Documented in dataDWD

# DWD Daten mit R runterladen, Wetter und Klimadaten in R
# Deutscher Wetterdienst R Daten download Klimastationen
# Weather Data Germany download with R, Climate Data Germany
#
#' @title Download data from the DWD CDC FTP Server
#' @description Get climate data from the German Weather Service (DWD) FTP-server.
#' The desired dataset is downloaded into `dir`.
#' If `read=TRUE`, it is also read and processed.\cr
#' `dataDWD` handles vectors of URLs,
#' displays progress bars (if the package `pbapply` is available)
#' and by default does not re-download data already in `dir`
#' (but see argument `force` to update files).\cr
#' To solve "errors in download.file: cannot open URL", see
#' <https://bookdown.org/brry/rdwd/fileindex.html>.\cr
#' 
#' @return Presuming downloading and processing were successful:
#'         if `read=TRUE`, the desired dataset
#'         (as returned by [readDWD()]),
#'         otherwise the filename as saved on disc
#'         (may have "_n" appended in name, see [newFilename()]).\cr
#'         If length(file)>1, the output is a list of outputs / vector of filenames.\cr
#'         The output is always invisible.
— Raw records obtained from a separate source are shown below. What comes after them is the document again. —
PR #796, opened 2024-10-17
Update wacom.stylus - added Lenovo Digital Pen 2

chrostino:
I'm not sure if `BAT_HID` is required. Also as I have understood the lenovo digital pen 2 has tilt "detection", but not tilt "recognition", which I believe means it knows when it's tilted but not how much so I didn't put `Tilt` in the `Axes=` field, but I'm not 100% sure

### DIFF
--- a/data/wacom.stylus
+++ b/data/wacom.stylus
@@ -222,6 +222,15 @@ EraserType=Button
 Axes=Tilt;Pressure
 Type=Mobile
 
+[0x219]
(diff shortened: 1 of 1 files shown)


whot:
if you run `libinput debug-events` or alternatively `libinput record` (kernel level) do you see tilt events with varying (sensible) values?

chrostino:
No it doesn't, so no tilt

whot (approved):

whot:
merged, thanks

PR #805, opened 2024-10-23
Add support for Dial status LEDs

whot:
libinput at least uses the status leds for grouping: our data file says
there's a status led for the ring and the toggle button for the ring is
B, and button are at position P. libinput then uses the fact that there
are two status LEDs to create two groups and matches the buttons
with the position of the mode toggle button (i.e. if button B is in
position P, all buttons in the same position P must belong to the same
mode group).

This requires that the status led for dials exists, so let's add them.

Fixes: https://github.com/linuxwacom/libwacom/commit/b6b82e4afa6a2114afc819cddf6b3ee65dff2e15 ("Add support for relative dials (https://github.com/linuxwacom/libwacom/pull/665)")


whot:
cc @Joshua-Dickens for an extra pair of eyeballs :)

PR #815, opened 2024-10-29
Add Support for Lenovo Active Pen 3 (2023)

TomasVraga:
Hello,

I've encountered the same issue as [#774](https://github.com/linuxwacom/libwacom/issues/774) but with the Active Pen 3.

#' @author Berry Boessenkool, \email{berry-b@@gmx.de}, Jun-Oct 2016
#' @seealso [selectDWD()]. [readDWD()], [download.file()].\cr
#'          <https://bookdown.org/brry/rdwd>\cr
#'          Helpful for plotting: [berryFunctions::monthAxis()],
#'          see also [berryFunctions::climateGraph()]
#' @keywords data file
#' @importFrom utils tail download.file browseURL
#' @importFrom berryFunctions newFilename owa tmessage twarning tstop truncMessage
#' @importFrom pbapply pblapply
#' @importFrom stats runif
#' @export
#' @examples
#' \dontrun{ ## requires internet connection
#' # find FTP files for a given station name and file path:
#' link <- selectDWD("Fuerstenzell", res="hourly", var="wind", per="recent")
#' # download file:
#' fname <- dataDWD(link, dir=locdir(), read=FALSE) ; fname
#' # dir="DWDdata" is the default directory to store files
#' # unless force=TRUE, already obtained files will not be downloaded again
#' 
#' # read and plot file:
#' wind <- readDWD(fname, varnames=TRUE) ; head(wind)
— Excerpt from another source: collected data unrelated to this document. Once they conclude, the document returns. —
PR #827, opened 2024-11-07
data: add Huion KeyDial K20

whot:
This is the successor to the KD100 and optically the same so these files are copy/paste from the KD100

@deevad has a nicer-looking svg in [udev-hid-bpf#35](https://gitlab.freedesktop.org/libevdev/udev-hid-bpf/-/issues/35) but unfortunately that one requires a lot of manual fixes for the various CSS classes and object IDs we require. In the interest of getting this done quickly, here's a copy/pasted one that's been modified quickly.

This is a draft because I haven't yet been able to convince gnome settings to show the OSD

### DIFF
--- a/data/huion-keydial-k20.tablet
+++ b/data/huion-keydial-k20.tablet
@@ -1,0 +1,32 @@
+# Huion
+# Keydial K20
+#
+# sysinfo.lvuqy3Kjgl.tar.gz
+# https://github.com/linuxwacom/wacom-hid-descriptors/issues/425
+#
+#   __________
+#  |( S )     |
+#  +----------+
+#  |  A B C D |
+#  |  E F G H |
+#  |  I J K L |
+#  |  M N O P |
+#  |   Q  R   |
+#  +----------+
+
+[Device]
+Name=Huion Keydial K20
+ModelName=K20
+# This appears to be a unique PID, if that changes the FW prefix is HUION_T21h
+DeviceMatch=usb|256c|0069
+Layout=huion-keydial-k20.svg
+IntegratedIn=Remote
+
+[Features]
+NumDials=1
+Stylus=false
+DialNumModes=4
+
+[Buttons]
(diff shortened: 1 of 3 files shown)


Deevad:
Thank you very much! 

I also posted [a SVG I made on the udev-ebpf thread](https://gitlab.freedesktop.org/libevdev/udev-hid-bpf/-/issues/35#svg-for-libwacom). Mine is still not cleaned (I can't still run the cleanup python script) but maybe you can enhance the layout you just merged with some element copy/pasted from mine (like the silhouette of the case). 

The SVG: huion-kdial-mini-K20_inkscape-source

And it looks like that: 

huion-kdial-mini-K20_inkscape-screenshot

whot:
Thanks, I do like your SVG better but it needs a fair bit of fixup to pass the test (see #829 to make the tests provide some useful output). I played with it yesterday but ran of out time because there's too much of it... the simple fixes were `s|Ring|Dial|g` to but then all the buttons need fixes. And running `clean_svg.py` on the device moves the mode-switch button around for unknown reasons, it's quite frustrating. Either way, right now I'd prefer we have *something* so we can easily test with the various branch tips instead of having custom branches everywhere.

Deevad:
Yes, I 100% agree. I was just suggesting to copy/paste the case outlines of my SVG on top of your SVG design just for decorating yours. But it is of course super optional.

whot:
> . I was just suggesting to copy/paste the case outlines of my SVG on top of your SVG design just for decorating yours

good idea, done now. This makes it a bit different to the other tablets which do not have an outline but it looks pretty terrible without it so let's see if anyone complains...

Deevad:
> good idea, done now.

Thank you!

whot:
Ok, got this all to work - the dial is missing but that's a factor of the gnome and wayland stack not yet supporting relative dials. So we're good to merge this IMO

Deevad:
> So we're good to merge this IMO

Sure. Thank you for merging it.

PR #297, opened 2023-08-14
fix mistake in hyprctl activeworkspace description

waddyhussain:
was using the description for activewindow


vaxerski (approved):
right thanks

PR #299, opened 2023-08-14
Fix get-workspaces command for eww

### LINKED ISSUE #298: Documentation on eww workspace scripts may be outdated
When running the script `get-workspaces`, as shown in https://wiki.hyprland.org/Useful-Utilities/Status-Bars/#eww, the following error is shown:

```
parse error: Invalid numeric literal at line 1, column 7
jq: invalid JSON text passed to --argjson
Use jq --help for help with command-line options,
or see the jq manpage, or online docs  at https://stedolan.github.io/jq
```

Additionally, when running `get-active-workspace`, although the active workspace is eventually echoed, a similar error is shown at first:

```
parse error: Invalid numeric literal at line 1, column 7
```

These errors seem to result in the workspace widget for eww disappearing. I assume this is caused by a recent commit to hyprland (I first noticed with `8e04a80e60983f5def26bdcaea701040fea9a7ae`), since the eww and jq versions are the same as when the workspace widget was working.

MCotocel:
Closes #298

### DIFF
--- a/pages/Useful Utilities/Status-Bars.md
+++ b/pages/Useful Utilities/Status-Bars.md
@@ -103,7 +103,7 @@ Here are some example widgets that might be useful for Hyprland:
 <details>
 <summary>Workspaces widget</summary>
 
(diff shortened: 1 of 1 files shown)


MCotocel:
As of that commit, the output of `hyprctl workspaces -j` would print `adding workspaces` as the first line, resulting in the error mentioned in https://github.com/hyprwm/contrib/pull/54#issuecomment-1673602883. `sed '1d'` was meant to delete that first line, fixing the error and allowing the workspace script to function normally. I was not aware it was a bug, and assumed it was simply a deliberate change in the output. Seeing as this issue has been resolved directly in the hyprland code, I'll close this issue

PR #300, opened 2023-08-15
clarify which config to add env var

horriblename:
I've seen too many(1) people ask "where do I put this"


vaxerski (approved):
true, people are idiots

PR #305, opened 2023-08-17
Animations: document slidefade and slidefadevert styles for workspaces

end-4:
https://github.com/hyprwm/Hyprland/pull/3008


vaxerski (approved):
g

rehanzo:
The provided example doesn't work, probably because it seems these are workspace animations, and not window animations?

end-4:
ahhh right i was stupid

PR #306, opened 2023-08-18
Animations: fix slidefade example

end-4:
slidefade/slidefadevert are for workspaces not windows


end-4:
fixes mistake of #305

vaxerski (approved):
how did I not notice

#' metafiles <- readMeta(fname)          ; str(metafiles, max.level=1)
#' column_names <- readVars(fname)       ; head(column_names)
#' 
#' plot(wind$MESS_DATUM, wind$F, main="DWD hourly wind Fuerstenzell", col="blue",
#'      xaxt="n", las=1, type="l", xlab="Date", ylab="Hourly Wind speed  [m/s]")
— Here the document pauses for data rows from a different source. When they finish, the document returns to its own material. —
PR #312, opened 2023-08-23
Add waypaper to wallpaper tools

anufrievroman:
Adding a GUI tool called Waypaper to the list of wallpaper tools


vaxerski (approved):
self-plug innit

PR #318, opened 2023-08-30
Doc, window rules: Mention what pin does.

LiamKearn:
The description as it is can be implied from the name, it's pretty useless without the context. I've just copied that over from dispatchers.


vaxerski (approved):
now watch me whip 👊
now watch me nae nae 👋

PR #323, opened 2023-09-03
Remove warnings about Spotify not respecting window rules

shasherazi:
There are some warnings about Spotify not respecting window rules in the docs.

https://github.com/hyprwm/hyprland-wiki/blob/b8de59bf08eec5f1d8103e16744b749ff4315b93/pages/Useful%20Utilities/App-Clients.md?plain=1#L16-L17

As it turns out, Spotify now follows the window rules, e.g., opening in its designated workspace, etc. So, these lines are not needed anymore.


vaxerski (approved):
ooga booga

PR #332, opened 2023-09-09
Update Installation.md

shadowmax31:
Needs gcc 13+, I don't know if it changed anything for clang.

https://github.com/hyprwm/Hyprland/pull/3186


fufexan:
Are you sure it works with `13.0.0`? I've only tried building with `13.2.0`.

vaxerski (approved):
ok, but clang is also wrong now lel

shadowmax31:
> Are you sure it works with `13.0.0`? I've only tried building with `13.2.0`.

I also only tried with 13.2.0, but I went off of vaxry's comment in the PR

vaxerski:
it's 13.0

PR #337, opened 2023-09-11
Alterzorder

alaricljs:
for https://github.com/hyprwm/Hyprland/pull/3217


vaxerski (approved):
top

Aqa-Ib:
It would be good if we add in the description that this only works for two floating windows, but not for a tiled and a floated window, if I am right. Thanks for the work.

#' berryFunctions::monthAxis(1)
#' 
#' 
#' # current and historical files, keep historical in the overlap time period:
#' link <- selectDWD("Potsdam", res="daily", var="kl", per="hr"); link
#' potsdam <- dataDWD(link, dir=locdir(), hr=4)
#' plot(TMK~MESS_DATUM, data=tail(potsdam,1500), type="l")
#' 
#' 
#' # With many files (>>50), use sleep to avoid getting kicked off the FTP server
#' #links <- selectDWD(res="daily", var="solar")
#' #sol <- dataDWD(links, sleep=20) # random waiting time after download (0 to 20 secs)
#' 
#' # Real life examples can be found in the use cases section of the vignette:
#' # browseURL("https://bookdown.org/brry/rdwd")
#' }
#' 
#' @param url    Char (vector): complete file URL(s) (including base and filename.zip) 
#'               as returned by [selectDWD()]. Can be a vector with several FTP URLs.
#' @param base   Single char: base URL that will be removed from output file names.
#'               DEFAULT: [`dwdbase`]
#' @param joinbf Logical: paste `base` and `file url` together?
#'               Needed mostly for data at [`gridbase`].
#'               DEFAULT: FALSE (selectDWD returns complete URLs already)
#' @param dir    Char: Writeable directory name where to save the downloaded file.
#'               Created if not existent. DEFAULT: [locdir()]
#' @param force  Logical (vector): always download, even if the file already exists in `dir`?
#'               Use NA to force re-downloading files older than 24 hours.
#'               Use a numerical value to force after that amount of hours.
#'               Use something like `c(Inf, 24)` or `force=c(24*365, 6)`, for per="hr".
#'               Note: if `force` is not FALSE, the `overwrite` default is TRUE.
#'               DEFAULT: FALSE
#' @param overwrite Logical (vector): if force=TRUE, overwrite the existing file
#'               rather than append "_1"/"_2" etc to the filename? 
#'               DEFAULT: `!isFALSE(force)`, i.e. true when `force` is specified.
#' @param read   Logical: read the file(s) with [readDWD()]? If FALSE,
#'               only download is performed and the filename(s) returned. DEFAULT: TRUE
#' @param dbin   Logical: Download binary file, i.e. add `mode="wb"` to the
#'               [download.file()] call? 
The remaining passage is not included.